Duncan talked about advancing technology in regard to water use, as well as known water sources on the North Slope.

“Fortunately the technology evolving today allows for the recycling of frac water, so that reduces water needs significantly. Additionally we talked to the water folks at DNR in Fairbanks ... and with virtually every service provider that’s going to be involved in this play. … We believe there are adequate water resources on the North Slope, both from the Sag River, for example, as well as surface water. But more importantly, as this play develops we may see accessing subsurface water; some of the brackish aquifers, not suitable for drinking water. … These water resources may be perfectly adequate for making up our frac fluids and that could definitely change the balance of surface water use in this program. It’s a challenge. We know that. And we’re working on it.”

Alaska challenges

Duncan then addressed another challenge that all want-to-be commercial projects face by pulling out a slide with Wood Mackenzie data that compared the ability to execute projects in Alaska compared to other petroleum provinces, including all the major oil producing countries in the world.

Alaska ranked 129 out of 141, in large part because of the impediments the federal government has put on companies trying to develop on and offshore Alaska leases.

Great Bear’s project, he said, had to make sense for all stakeholders, including the people of the North Slope, the State of Alaska, the environment and wildlife, and his company.
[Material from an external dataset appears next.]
PR #910, opened 2024-08-29
Adds support for Multi-Arch image builds

narphu:
This PR updates the Make targets and Dockerfiles to allow passing a TARGET_ARCH argument that allows creating a Multi-architecture image, specifically intended towards ARM64 support. This does not yet create or test the multi-arch images. That will be handled in a following PR once we verify the Dev builds. This creates one image (each with a list of manifest)e and the container runtime picks the one architecture that it matches at runtime.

That said, “What I think is the most important thing about this slide,” Duncan said, “is in bold type, ‘the request for capital in the United States has taken on the appearance of state versus state competition. … The State of Alaska should not be in a position where a decision in its future runs through the Bakken in North Dakota, or the Eagle Ford in south Texas, or the Marcellus in the Northeast. Alaska’s resource base is global in scale. It’s an international oil and gas player. And access to capital, interested investment and activity in the state shouldn’t be dependent on competition with North Dakota. I just find that an aberration. My brain simply can’t process that.”

Great Bear, he said, “is built around building Alaska back to where it should be … where it was just a few short years ago. Not preoccupied with North Dakota or South Texas or the Northeast U.S.”

Great Bear’s vision

“The easy conventional oil on the North Slope has been found. … As with every other basin in North America, the future is unconventional — oil and gas. … It’s unconventional resource plays that are going to drive the energy economy of this country and this state going forward for a very long time,” he said.

“Our company aims to be the leading unconventional oil and gas producer in Alaska. Our leasing is focused very heavily on good science. We’re reasonably proximal to infrastructure. We bracket the pipeline. We see every reason to believe these rocks will produce at commercial rates. We believe that effective and efficient development of our resource base from our leasehold alone provides a growing and stable forecast-able energy and economic future for the State of Alaska for the next 50-plus years, effectively, in the near term, reversing the state’s oil decline,” Duncan said.

The “volumetric outcome” of northern Alaska’s source rocks plays “will exceed the conventional exploration and production targets on the North Slope. In our opinion,” he said.